■ TASK REQUIREMENTS: The response must contain the complete data, printed exactly.

════

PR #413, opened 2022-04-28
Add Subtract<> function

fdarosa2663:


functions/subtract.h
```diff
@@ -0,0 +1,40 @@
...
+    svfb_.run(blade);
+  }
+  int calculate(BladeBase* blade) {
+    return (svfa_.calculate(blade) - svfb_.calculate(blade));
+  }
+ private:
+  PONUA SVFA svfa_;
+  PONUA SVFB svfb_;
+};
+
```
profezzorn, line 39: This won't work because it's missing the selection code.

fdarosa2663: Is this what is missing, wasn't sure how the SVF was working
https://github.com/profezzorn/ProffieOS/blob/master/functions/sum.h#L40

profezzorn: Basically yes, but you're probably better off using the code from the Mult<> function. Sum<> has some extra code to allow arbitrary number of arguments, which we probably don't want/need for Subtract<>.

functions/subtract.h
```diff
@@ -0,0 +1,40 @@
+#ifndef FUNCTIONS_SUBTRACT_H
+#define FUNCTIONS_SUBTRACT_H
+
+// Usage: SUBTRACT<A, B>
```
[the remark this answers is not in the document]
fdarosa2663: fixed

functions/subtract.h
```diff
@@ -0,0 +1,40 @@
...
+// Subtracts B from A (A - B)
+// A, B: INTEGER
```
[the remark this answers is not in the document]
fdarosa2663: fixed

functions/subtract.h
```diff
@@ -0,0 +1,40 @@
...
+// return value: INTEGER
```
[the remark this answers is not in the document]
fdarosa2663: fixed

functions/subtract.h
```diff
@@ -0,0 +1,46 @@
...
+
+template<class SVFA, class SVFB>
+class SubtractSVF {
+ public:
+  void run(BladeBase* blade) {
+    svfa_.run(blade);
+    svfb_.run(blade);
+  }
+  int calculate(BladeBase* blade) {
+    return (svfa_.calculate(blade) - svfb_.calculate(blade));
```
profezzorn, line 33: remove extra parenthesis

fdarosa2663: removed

════

■ SOLUTION FOR THIS EXERCISE:
PR #413, opened 2022-04-28
Add Subtract<> function

fdarosa2663:


functions/subtract.h
```diff
@@ -0,0 +1,40 @@
...
+    svfb_.run(blade);
+  }
+  int calculate(BladeBase* blade) {
+    return (svfa_.calculate(blade) - svfb_.calculate(blade));
+  }
+ private:
+  PONUA SVFA svfa_;
+  PONUA SVFB svfb_;
+};
+
```
profezzorn, line 39: This won't work because it's missing the selection code.

fdarosa2663: Is this what is missing, wasn't sure how the SVF was working
https://github.com/profezzorn/ProffieOS/blob/master/functions/sum.h#L40

profezzorn: Basically yes, but you're probably better off using the code from the Mult<> function. Sum<> has some extra code to allow arbitrary number of arguments, which we probably don't want/need for Subtract<>.

functions/subtract.h
```diff
@@ -0,0 +1,40 @@
+#ifndef FUNCTIONS_SUBTRACT_H
+#define FUNCTIONS_SUBTRACT_H
+
+// Usage: SUBTRACT<A, B>
```
[the remark this answers is not in the document]
fdarosa2663: fixed

functions/subtract.h
```diff
@@ -0,0 +1,40 @@
...
+// Subtracts B from A (A - B)
+// A, B: INTEGER
```
[the remark this answers is not in the document]
fdarosa2663: fixed

functions/subtract.h
```diff
@@ -0,0 +1,40 @@
...
+// return value: INTEGER
```
[the remark this answers is not in the document]
fdarosa2663: fixed

functions/subtract.h
```diff
@@ -0,0 +1,46 @@
...
+
+template<class SVFA, class SVFB>
+class SubtractSVF {
+ public:
+  void run(BladeBase* blade) {
+    svfa_.run(blade);
+    svfb_.run(blade);
+  }
+  int calculate(BladeBase* blade) {
+    return (svfa_.calculate(blade) - svfb_.calculate(blade));
```
profezzorn, line 33: remove extra parenthesis

fdarosa2663: removed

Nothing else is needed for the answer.